Technical 3rd Path - Occurs after a meditator goes through multiple cycles of insight such that she begins to see the emptiness of them, marking the beginning of understanding fractals.  The technical 3rd Path cessation triggers the yogi's 3rd Review phase.  Completed cycles between 2nd and 3rd supposedly do not trigger Review phases.  Side effects of 3rd path include the ability to get into soft versions of the Formless Jhanas, Pureland Jhanas, and Nirodha Samapatti.  

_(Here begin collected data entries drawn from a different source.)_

Issue #6061, opened 2025-09-03
[Bug]: User set transparency does not work (LWC 3.9.1)


meyerlor:
### What is the bug? (in English)

Two issues here:
1) The infobutton - "popup" wont show the option to change the transparency of a layer:

<img width="714" height="674" alt="Image" src="https://github.com/user-attachments/assets/e9761b68-4355-4d26-88e4-6680e2d17ea1" />

2) The infobutton "popup" of a layer group shows the transparency selector, but it has no effect:

<img width="698" height="504" alt="Image" src="https://github.com/user-attachments/assets/755f38fc-47bd-4fbe-8cf8-f8e799be2e7b" />

### Steps to reproduce the issue

Try to set transparency for a layer(group) as logged in user is not possible

### Versions, safeguards, check summary etc

**Versions :**

* Lizmap Web Client : 3.9.1 - commit 48696fcf0 https://github.com/3liz/lizmap-web-client/commit/48696fcf0
* Lizmap plugin : 4.5.3
* QGIS Desktop : 3.40.9
* QGIS Server : 3.40.7
* Py-QGIS-Server : 1.9.4
* QGIS Server plugin atlasprint : 3.4.2
* QGIS Server plugin lizmap_server : 2.13.1
* QGIS Server plugin wfsOutputExtension : 1.8.3

<details>
<summary>List of Lizmap Web Client modules :</summary>
<br/>
* altiProfil : 0.5.10
* altiProfilAdmin : 0.5.10
</details>

<details>
<summary>List of safeguards :</summary>
<br/>
* Mode : normal<br/>
* Allow parent folder : no<br/>
* Prevent other drive : yes<br/>
* Prevent PG service : yes<br/>
* Prevent PG Auth DB : yes<br/>
* Force PG user&pass : yes<br/>
* Prevent ECW : yes<br/>
</details>

### Check Lizmap plugin

- [x] I have done the step just before in the Lizmap QGIS desktop plugin before opening this ticket. Otherwise, my ticket is not considered valid and might get closed.

### Operating system

Ubuntu 24

### Browsers

Firefox

### Browsers version

Firefox 125

### Relevant log output

```shell

```

guenterw:
Strange, they are displayed for me for individual layers with points, lines, and hatches (Lizmap 3.9.1 with QGIS Server 3.40.10, Py-QGIS Server)

[...]

PR #6351, opened 2025-12-13
Exclude basemaps from single WMS layer option

meyerlor:
Having local basemaps like Orthofotos in an Cloud-Optimized format (COG - JPEG tiles in a TIFF container) and setting the option "Load layers as single WMS" highly degrades rendering time of lizmap projects. Switching from "no basemap" or OSM to the DOP adds 2-3s of rendering time for the client.

Checking the qgis-server logs led me to the conclusion that the problem can not be here: rendering time for the DOP was well below 1s (300-500ms) so the high cost likely comes from converting the original JPEG to PNG (the format of the combined requests) - setting the file format of the DOP layer in the lizmap plugin to jpeg does not change anything, as the JPEG-based DOP is added to the WMS stack which is delivered in PNG.

I propose to always render basemaps as separate layers and exclude them from the single WMS layer stack to circumvent this problem and deliver DOP as JPEG and speed up rendering time by the factor 10 (300ms instead of ~3000).

I also updated tests accordingly.

I'm very open to other suggestions for this particular problem!

The as-is status/loading time:
grafik

Here the result of rendering times with the proposed solution:
grafik

### DIFF
--- a/assets/src/modules/SingleWMSLayer.js
+++ b/assets/src/modules/SingleWMSLayer.js
@@ -137,10 +137,13 @@ export default class SingleWMSLayer {
         this._orderedLayers = [];
 
         // construct base and map layers array
+        // Also ensure visibility is calculated for each layer before first render
         this._singleWMSLayerList.forEach((m,k) => {
             if (m instanceof BaseLayerState) {
                 this._baseLayers.push(k);
             } else if (m instanceof MapLayerState){
+                // Force visibility calculation in case it hasn't been computed yet
+                m.calculateVisibility();
                 this._mapLayers.push(k);
             }
         });
@@ -343,7 +346,8 @@ export default class SingleWMSLayer {
                     this._layerStyles.push(selectedBaseLayerState.wmsSelectedStyleName || "");
                 }
             } else if (currentLayerState instanceof MapLayerState){
-                // get item visibility
+                // Check if layer should be rendered using visibility
+                // visibility considers both the layer's checked state and parent group visibility
                 if(currentLayerState.visibility) {
                     this._layersName.push(currentLayerState.name);
                     this._layersWmsName.push(currentLayerState.wmsName);
--- a/assets/src/modules/config/Options.js
+++ b/assets/src/modules/config/Options.js
@@ -36,7 +36,8 @@ const optionalProperties = {
     'hideGroupCheckbox': { type: 'boolean', default: false },
     'activateFirstMapTheme': { type: 'boolean', default: false },
     'automatic_permalink': { type: 'boolean', default: false },
-    'wms_single_request_for_all_layers' : { type:'boolean', default: false }
+    'wms_single_request_for_all_layers' : { type:'boolean', default: false },
+    'exclude_basemaps_from_single_wms' : { type:'boolean', default: false }
 };
 
 /**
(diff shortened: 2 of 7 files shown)


meyerlor:
@mind84 thanks for [pointing me](https://github.com/3liz/lizmap-web-client/issues/6061#issuecomment-3670547208) to your [original work ](https://github.com/3liz/lizmap-web-client/pull/3947) - i read the conversation of that PR just now :)

If i understand it right, @mdouchin [suggested](https://github.com/3liz/lizmap-web-client/pull/3947#issuecomment-1790511813) to exclude not only external (wms) but also "local" baselayers from the "single wms"-stack - just like what i try to introduce here with this PR. You probably had good reasons why not to do that in the final version of your PR - would you mind to share your thoughts on that?

mind84:
Hi @meyerlor!

> You probably had good reasons

The original idea is to limit the number of request to the server as much as possible. In project with hundreds of layers it makes a huge difference. This is why all layers that could potentially end up in the single request have been included, including some particular types of baselayers. I don't know honestly whether this could be categorized as good reason or not, but at time seems to me reasonable enough :). That said, I haven't considered the DOP format in this scenario, and since only one baselayer can be displayed on the map at a time, regardless of the number of baselayers configured, it might be a valid option to leave all baselayers out of the single request. I'll take some time to think about any other reasons and let you know.

Cheers and happy new year!

meyerlor:
Haha alright! I experimentet quite a bit with file formats and ended up converting raw .tiff files (the format we usually get for DOP) into a single JPEG containered Cloud Optimized GeoTIFF:
C:\OSGeo4W\bin\gdal_translate.exe Input_VRT.vrt Output_raster.tif -a_srs EPSG:25832 -of COG -co BLOCKSIZE=512 -co COMPRESS=JPEG -co QUALITY=75 -co BIGTIFF=YES -co NUM_THREADS=ALL_CPUS -co OVERVIEW_RESAMPLING=AVERAGE -co OVERVIEW_COUNT=12
Which is quite reasonable in file size, quality and rendering speed. According to my (AI) research, QGIS server has to convert this JPEG to PNG which is slow. But it also suggested, using DEFLATE instead of JPEG to compress should be much faster when converting it to PNG for the WMS - but it apparently was same (or even a bit slower)..

Anyways, happy new year to you as well! Enjoy the holidays! :)

mind84:
Hi @meyerlor!

I think that in this specific case, you're seeing a performance improvement, but in other cases (e.g., vector baseLayers), performance could probably be a bit worse. Overall, considering the most common use cases, I'd say it probably makes sense to exclude all baselayers from the Single WMS request.

Cheers!

meyerlor:
Maybe we could introduce an additional toggle in the plugin "exclude basmap layer group from single WMS stack", so it is up to the admin to decide how basemaps should be handled? 

any thoughts about this @rldhont?

rldhont:
> Maybe we could introduce an additional toggle in the plugin "exclude basmap layer group from single WMS stack", so it is up to the admin to decide how basemaps should be handled?
> 
> any thoughts about this @rldhont?

Good idea!

meyerlor:
👍  ok, so i will create a PR for the plugin and change this one here to react according to the .cfg

gioman:
Sorry of hijack this conversation to make possibly a silly question: is this about getting a smooth experience when zooming in/out in a base map as like as you get when you open (for example) https://www.openstreetmap.org/ ?

meyerlor:
This would be a possible side effect. just to understand you right: when i have OSM as basemap, this runs _very_ smoothly. So do other WMS/XYZ-tiles based external services. Is this not the case with your projects?

Currently, if you toggle in the lizmap plugin the "Load layers as single WMS layer (Under "Map Options), local baselayers (like DOP) are added to this stack. As this stack is delivered in PNG, QGIS server needs to convert your DOP (in my case: .tiff) to PNG which takes ~3sec. So your whole map rendering is waiting until this DOP is converted. That is what my PR wants to circumvent: deliver the DOP seperately from the rest of the (vector) layers, so it can be delivered in the original .tiff or JPEG format, which will be much faster/smoother. 
Hope to have explained it precice/understandable enough, i'm no native english speaker :-)

meyerlor:
i think finally it's good - the tests were a bit hard to comply. The failing legacy e2e tests are not related to my PR (i think?)

rldhont:
Thanks @meyerlor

Technical 4th Path - A deepening and completing of the previous realization.  It marks a permanent touching of non-duality, but may still be somewhat peripheral or intuitive.  Many practitioners feel completely "done" with spiritual development at this point.  The realization has to do with the relativity of all phenomena and experiences, and involves some completion of understanding at the Vipassana, vibratory, or attention-level of mind.   

The Ten Fetter Model - The original, Buddhist measure of enlightenment: based on one's degree of freedom from a specific, finite set of mental ills.  I believe this to be a map which measures the degree of integration of the 3 trainings, rather than a measure of the Wisdom training in an isolated way.  Absence of an understanding of integration may help to explain both the extremes of Mushroom Culture, and Pragmatic Dharma culture.  

The Three Characteristics - Of reality: Impermanence, Not-Self, and Unsatisfactoriness.  Could be said to reflect Energy, God, and Love in other traditions.

The 3 Trainings - The 3 Main arenas of development in Buddhism are Morality, Concentration, and Wisdom.  

Wisdom - The deep, intuitive knowing of things like the 3 Characteristics, Dependent Origination, Emptiness, the Five Aggregates, etc.  Wisdom transformations involve physio-energetic change, as well as sensory-perceptual openings.  Wisdom is the core axis of development across all of human mysticism.